◆ TASK TO CARRY OUT
Look through the entries for the string "properties", and copy each line that holds it.

[Items from a data source]
PR #4, opened 2020-10-16
Datamodelinit

PaulHuwe:
Adding flat file schema.
Updated core & referencefile schemas with requested changes and tweaks to match sample data provided by @tddesjardins .

### DIFF
--- a/romancal/datamodels/schemas/core.schema.yaml
+++ b/romancal/datamodels/schemas/core.schema.yaml
@@ -1,6 +1,5 @@
 %YAML 1.1
 ---
-$schema: "http://stsci.edu/schemas/fits-schema/fits-schema"
 id: "http://stsci.edu/schemas/roman_datamodel/core.schema"
 type: object
 properties:
--- a/romancal/datamodels/schemas/core.schema.yaml
+++ b/romancal/datamodels/schemas/core.schema.yaml
@@ -77,32 +77,10 @@ properties:
             enum: [WFI01, WFI02, WFI03, WFI04, WFI05, WFI06, WFI07, WFI08, WFI09,
                    WFI10, WFI11, WFI12, WFI13, WFI14, WFI15, WFI16, WFI17, WFI18,
                    ANY, N/A]
-# Placeholder for filters/etc.
-#          filter:
-#            title: Name of the filter element used
-#            type: string
-#            enum: [ANY, CLEAR, F070LP, F070W, F090W, F1000W, F100LP, F1065C,
-#              F110W, F1130W, F1140C, F115W, F1280W, F140M, F140X, F1500W, F150W,
-#              F150W2, F1550C, F170LP, F1800W, F182M, F187N, F200W, F2100W, F210M,
-#              F212N, F2300C, F250M, F2550W, F2550WR, F277W, F290LP, F300M,
-#              F322W2, F335M, F356W, F360M, F380M, F410M, F430M, F444W,
-#              F460M, F480M, F560W, F770W, FLENS, FND, GR150C,
-#              GR150R, OPAQUE, P750L, WLP4, N/A, MULTIPLE]
-#            fits_keyword: FILTER
-#          pupil:
-#            title: Name of the pupil element used
-#            type: string
-#            enum: [ANY, CLEAR, CLEARP, F090W, F115W, F140M, F150W, F158M, F162M, F164N,
-#              F200W, F323N, F405N, F466N, F470N, FLAT, GDHS0, GDHS60, GR700XD,
-#              GRISMC, GRISMR, GRISMV2, GRISMV3, MASKBAR, MASKIPR, MASKRND, NRM, PINHOLES,
-#              WLM8, WLP8, N/A]
-#          pupil_imaging_lens:
-#            title: Pupil imaging lens in the optical path?
-#            type: boolean
-#            fits_keyword: PILIN
-#          grating:
-#            title: Name of the grating element used
-#            type: string
-#            enum: [G140M, G235M, G395M, G140H, G235H, G395H, PRISM, MIRROR, N/A, ANY, UNKNOWN, MULTIPLE]
-#            fits_keyword: GRATING
+          filter:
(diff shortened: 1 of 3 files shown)


romancal/datamodels/schemas/core.schema.yaml
```diff
@@ -1,6 +1,5 @@
 %YAML 1.1
 ---
-$schema: "http://stsci.edu/schemas/fits-schema/fits-schema"
```
eslavich, line 3: Opinions may vary, but I don't think we should remove this entirely.  We don't need the FITS validators defined in the jwst metaschema but I think we should still specify _some_ metaschema.  Since we're not using the ndarray validators here the base YAML metaschema is appropriate:

```yaml
schema: http://stsci.edu/schemas/yaml-schema/draft-01
```

or we could just use the ASDF metaschema everywhere so we don't have to think about whether or not the array features are necessary:

```yaml
$schema: http://stsci.edu/schemas/asdf/asdf-schema-1.0.0
```

Incidentally, the quotes around URI values aren't necessary.   There aren't any characters in there that YAML parsers find confusing.

romancal/datamodels/schemas/reference_files/flat.schema.yaml
```diff
@@ -0,0 +1,25 @@
...
+---
+id: "http://stsci.edu/schemas/roman_datamodel/reference_files/flat.schema"
+allOf:
+- $ref: referencefile.schema
+- $ref: ../core.schema
+- type: object
+  properties:
+    data:
+      title: The science data
+      fits_hdu: SCI
```
eslavich, line 11: Can the `fits_hdu` property here and in the other arrays can be removed?  That's a pseudo-validator that defines a mapping between an ndarray model attribute and a FITS HDU.  I didn't think Roman was using that feature of DataModel.

romancal/datamodels/schemas/reference_files/flat.schema.yaml
```diff
@@ -0,0 +1,25 @@
+%YAML 1.1
+---
+id: "http://stsci.edu/schemas/roman_datamodel/reference_files/flat.schema"
```
eslavich, line 3: This schema uses ndarray validators like `ndim` and `datatype` so it needs the ASDF metaschema:

```yaml
$schema: http://stsci.edu/schemas/asdf/asdf-schema-1.0.0
```

romancal/datamodels/schemas/reference_files/flat.schema.yaml
```diff
@@ -0,0 +1,25 @@
...
+allOf:
+- $ref: referencefile.schema
+- $ref: ../core.schema
```
eslavich, line 6: Another option is to `$ref` in the core schema from within referencefile.schema.  Advantage is not having to remember to include core in the individual schemas for each reference type.  Disadvantage is a deeper hierarchy of schemas, which can be harder to think about.  It's a matter of taste, but I thought I'd better point out that the option exists.

romancal/datamodels/schemas/reference_files/referencefile.schema.yaml
```diff
@@ -1,7 +1,6 @@
 %YAML 1.1
 ---
-$schema: "http://stsci.edu/schemas/fits-schema/fits-schema"
```
eslavich, line 3: Like core.schema, this file can use either of the YAML or ASDF metaschemas.

romancal/datamodels/schemas/core.schema.yaml
```diff
@@ -1,6 +1,5 @@
 %YAML 1.1
```
eslavich, line 1: We'll need to get the schema tester running on these.  We need to get the tests running on Travis, too.  I'll file an issue for both of those tasks.

romancal/datamodels/schemas/reference_files/flat.schema.yaml
PaulHuwe: Done.

romancal/datamodels/schemas/reference_files/referencefile.schema.yaml
PaulHuwe: Done.

romancal/datamodels/schemas/core.schema.yaml
PaulHuwe: Done.

romancal/datamodels/schemas/reference_files/flat.schema.yaml
PaulHuwe: Done.

romancal/datamodels/schemas/reference_files/flat.schema.yaml
PaulHuwe: Done.

romancal/datamodels/schemas/core.schema.yaml
PaulHuwe: Done.

romancal/datamodels/schemas/reference_files/referencefile.schema.yaml
```diff
@@ -1,33 +1,35 @@
...
+        pedigree:
+          title: The pedigree of the reference file
+          type: string
+        description:
+          title: Description of the reference file
+          type: string
+        author:
+          title: Author of the reference file
+          type: string
+        history:
```
eslavich, line 30: I don't know what this attribute is for, but there is a history feature built into ASDF that you might consider using.  DataModel has some special handling around it, see:

https://github.com/spacetelescope/stdatamodels/blob/master/src/stdatamodels/model_base.py#L997

eslavich (approved):
One more suggestion to consider, but looks good either way.

romancal/datamodels/schemas/reference_files/referencefile.schema.yaml
PaulHuwe: Done.

eslavich (approved):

◆ RESULT OF THIS TASK
 properties:
@@ -77,32 +77,10 @@ properties:
+  properties:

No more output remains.